Your goal
Each record below must be written out again in exactly the same form.

(Saved data entries)
PR #29, opened 2019-09-02
add zt-cv-dmrg

jiangtong1000:
try first pull request, add correction vector DMRG for zero temperature spectra.
to do :

[ ] finite temperature spectra as well as transport


renormalizer/cv/zerot.py
```diff
@@ -0,0 +1,345 @@
...
+        self.init_mps()
+        self.cv_mps = Mps.random(
+            self.mol_list, 1-self.nexciton, self.m_max, percent=1.0)
+
+        total_num = 1
+        spectra = []
+
+        # Here did not implement cpu-parallelization
+        for omega in self.freq_reg:
+            print('omega', omega)
```
liwt31: If this is for debugging, I'd suggest to comment this out. If this is for logging, using the `logging` module would be more consistent with other parts of the project.

renormalizer/cv/zerot.py
```diff
@@ -0,0 +1,345 @@
...
+        mat_a = scipy.sparse.linalg.LinearOperator((nonzeros, nonzeros), matvec=hop)
+        if num in [1, 2]:
+            x, info = scipy.sparse.linalg.cg(mat_a, vec_b.asnumpy(), atol=0)
+        else:
+            x, info = scipy.sparse.linalg.cg(mat_a, vec_b.asnumpy(), tol=1.e-5, x0=guess, M=pre_a_mat, atol=0)
+        try:
+            assert info == 0
+        except:
+            print('not convergd')
+            pass
```
liwt31: Just nagging:
```
if info != 0:
    print("not converged")
```
The current version is, of course, fine. You can leave it here.

jiangtong1000: yes, could be better

renormalizer/cv/zerot.py
```diff
@@ -0,0 +1,351 @@
...
+            if direction == "left":
+                self.cv_mps[isite - 1] = x
+                self.cv_mps[isite - 2] = compx
+            else:
+                self.cv_mps[isite - 2] = x
+                self.cv_mps[isite - 1] = compx
+            self.cv_mps.qn[isite - 1] = xqn
+        return l_value
+
+    def initialize_LR(self, direction):
```
liwt31: I'm not sure about this, but have you looked at the `Environ` class in `renormalizer.mps.lib`? It is built to deal with this "LR" thing. If it does not satisfy your need, is it possible to make improvements to the `Environ` class so that other people can benefit from your code? Thanks.

liwt31:
Thanks for your contribution! Before it's merged I think it'll be better to clean up the commit history as it contains debug info such as `wtli tweak`. I can help you with this once the PR is ready to merge.

renormalizer/cv/zerot.py
```diff
@@ -0,0 +1,351 @@
...
+                                           first_R)
+            cout = ax[qnmat == constrain_qn].reshape(nonzeros, 1).asnumpy()
+            return cout
+
+        mat_a = scipy.sparse.linalg.LinearOperator((nonzeros, nonzeros), matvec=hop)
+        if num in [1, 2]:
+            x, info = scipy.sparse.linalg.cg(mat_a, vec_b.asnumpy(), atol=0)
+        else:
+            x, info = scipy.sparse.linalg.cg(mat_a, vec_b.asnumpy(), tol=1.e-5, x0=guess, M=pre_a_mat, atol=0)
+        logger.info('hop times:{count[0]}')
```
liwt31: `f` missing here

renormalizer/cv/zerot.py
jiangtong1000: Good suggestions! It seems that the zero temperature structure looks much similar as ground state calculation, which will be easy by improving the Environ class a little bit.
However, for finite temperature code, firstly, it is not a <\psi|H\psi>-like structure, which could be more complicated to generalize a common structure for all terms. Any smart ideas?

image

liwt31: This is too complicated for me :stuck_out_tongue_closed_eyes:. I'd say let's leave it here, or we can hear what @jjren say about this. This PR requires his approvement anyway.

jjren: If this kind of matrix contraction pattern shares some features with the other contraction pattern, I think it is better to put them together. However, if the pattern is independent and only for CV approach, it is ok to leave it here.

jjren:
From now on, we'd better add important and necessary comments in the source file. For example, the reference that describes the algorithm, how to use your CV algorithm (API).

liwt31:
@jiangtong1000 I'm ok with your PR but it seems you need to add necessary comments firstly. After you've done that I think the PR is ready to be merged.

jiangtong1000:
sure~

liwt31:
Thanks for the comments. However, an essential part which is *how to use your CV algorithm (API)* is missing. To be specific, It'll be best if you can add comments about the arguments of your class and functions, at least for public interfaces (such as the `__init__` function).

renormalizer/cv/zerot.py
liwt31: Let's leave it here and we can refactor the code if we need a similar feature in the future.

jiangtong1000:
> Thanks for the comments. However, an essential part which is _how to use your CV algorithm (API)_ is missing. To be specific, It'll be best if you can add comments about the arguments of your class and functions, at least for public interfaces (such as the `__init__` function).

Thanks Weitang. Actually, I have done that at the test file, which may be able to illustrate the usage？

jiangtong1000:
add doc, just an initial demo version @jjren @liwt31 , you may want to link it to github pages to make it visible to us

renormalizer/cv/__init__.py
```diff
@@ -0,0 +1,6 @@
+# -*- coding: utf-8 -*-
+# Author: Jiajun Ren <jiajunren0522@gmail.com>
```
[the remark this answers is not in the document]
jiangtong1000: 这个是当时直接从spectra里的test文件夹直接copy过来的😅没仔细看

jiangtong1000:
> > add doc, just an initial demo version @jjren @liwt31 , you may want to link it to github pages to make it visible to us
> 
> I think only the source file should be included, like pyscf. @liwt31

fine, another repo renormalizer.github.io is required,

liwt31:
I think it's working quite well. We can now see the doc [here](https://shuaigroup.github.io/Renormalizer/). The next step should be finding out a way to automatically update the pages I suppose.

Written answer
PR #29, opened 2019-09-02
add zt-cv-dmrg

jiangtong1000:
try first pull request, add correction vector DMRG for zero temperature spectra.
to do :

[ ] finite temperature spectra as well as transport


renormalizer/cv/zerot.py
```diff
@@ -0,0 +1,345 @@
...
+        self.init_mps()
+        self.cv_mps = Mps.random(
+            self.mol_list, 1-self.nexciton, self.m_max, percent=1.0)
+
+        total_num = 1
+        spectra = []
+
+        # Here did not implement cpu-parallelization
+        for omega in self.freq_reg:
+            print('omega', omega)
```
liwt31: If this is for debugging, I'd suggest to comment this out. If this is for logging, using the `logging` module would be more consistent with other parts of the project.

renormalizer/cv/zerot.py
```diff
@@ -0,0 +1,345 @@
...
+        mat_a = scipy.sparse.linalg.LinearOperator((nonzeros, nonzeros), matvec=hop)
+        if num in [1, 2]:
+            x, info = scipy.sparse.linalg.cg(mat_a, vec_b.asnumpy(), atol=0)
+        else:
+            x, info = scipy.sparse.linalg.cg(mat_a, vec_b.asnumpy(), tol=1.e-5, x0=guess, M=pre_a_mat, atol=0)
+        try:
+            assert info == 0
+        except:
+            print('not convergd')
+            pass
```
liwt31: Just nagging:
```
if info != 0:
    print("not converged")
```
The current version is, of course, fine. You can leave it here.

jiangtong1000: yes, could be better

renormalizer/cv/zerot.py
```diff
@@ -0,0 +1,351 @@
...
+            if direction == "left":
+                self.cv_mps[isite - 1] = x
+                self.cv_mps[isite - 2] = compx
+            else:
+                self.cv_mps[isite - 2] = x
+                self.cv_mps[isite - 1] = compx
+            self.cv_mps.qn[isite - 1] = xqn
+        return l_value
+
+    def initialize_LR(self, direction):
```
liwt31: I'm not sure about this, but have you looked at the `Environ` class in `renormalizer.mps.lib`? It is built to deal with this "LR" thing. If it does not satisfy your need, is it possible to make improvements to the `Environ` class so that other people can benefit from your code? Thanks.

liwt31:
Thanks for your contribution! Before it's merged I think it'll be better to clean up the commit history as it contains debug info such as `wtli tweak`. I can help you with this once the PR is ready to merge.

renormalizer/cv/zerot.py
```diff
@@ -0,0 +1,351 @@
...
+                                           first_R)
+            cout = ax[qnmat == constrain_qn].reshape(nonzeros, 1).asnumpy()
+            return cout
+
+        mat_a = scipy.sparse.linalg.LinearOperator((nonzeros, nonzeros), matvec=hop)
+        if num in [1, 2]:
+            x, info = scipy.sparse.linalg.cg(mat_a, vec_b.asnumpy(), atol=0)
+        else:
+            x, info = scipy.sparse.linalg.cg(mat_a, vec_b.asnumpy(), tol=1.e-5, x0=guess, M=pre_a_mat, atol=0)
+        logger.info('hop times:{count[0]}')
```
liwt31: `f` missing here

renormalizer/cv/zerot.py
jiangtong1000: Good suggestions! It seems that the zero temperature structure looks much similar as ground state calculation, which will be easy by improving the Environ class a little bit.
However, for finite temperature code, firstly, it is not a <\psi|H\psi>-like structure, which could be more complicated to generalize a common structure for all terms. Any smart ideas?

image

liwt31: This is too complicated for me :stuck_out_tongue_closed_eyes:. I'd say let's leave it here, or we can hear what @jjren say about this. This PR requires his approvement anyway.

jjren: If this kind of matrix contraction pattern shares some features with the other contraction pattern, I think it is better to put them together. However, if the pattern is independent and only for CV approach, it is ok to leave it here.

jjren:
From now on, we'd better add important and necessary comments in the source file. For example, the reference that describes the algorithm, how to use your CV algorithm (API).

liwt31:
@jiangtong1000 I'm ok with your PR but it seems you need to add necessary comments firstly. After you've done that I think the PR is ready to be merged.

jiangtong1000:
sure~

liwt31:
Thanks for the comments. However, an essential part which is *how to use your CV algorithm (API)* is missing. To be specific, It'll be best if you can add comments about the arguments of your class and functions, at least for public interfaces (such as the `__init__` function).

renormalizer/cv/zerot.py
liwt31: Let's leave it here and we can refactor the code if we need a similar feature in the future.

jiangtong1000:
> Thanks for the comments. However, an essential part which is _how to use your CV algorithm (API)_ is missing. To be specific, It'll be best if you can add comments about the arguments of your class and functions, at least for public interfaces (such as the `__init__` function).

Thanks Weitang. Actually, I have done that at the test file, which may be able to illustrate the usage？

jiangtong1000:
add doc, just an initial demo version @jjren @liwt31 , you may want to link it to github pages to make it visible to us

renormalizer/cv/__init__.py
```diff
@@ -0,0 +1,6 @@
+# -*- coding: utf-8 -*-
+# Author: Jiajun Ren <jiajunren0522@gmail.com>
```
[the remark this answers is not in the document]
jiangtong1000: 这个是当时直接从spectra里的test文件夹直接copy过来的😅没仔细看

jiangtong1000:
> > add doc, just an initial demo version @jjren @liwt31 , you may want to link it to github pages to make it visible to us
> 
> I think only the source file should be included, like pyscf. @liwt31

fine, another repo renormalizer.github.io is required,

liwt31:
I think it's working quite well. We can now see the doc [here](https://shuaigroup.github.io/Renormalizer/). The next step should be finding out a way to automatically update the pages I suppose.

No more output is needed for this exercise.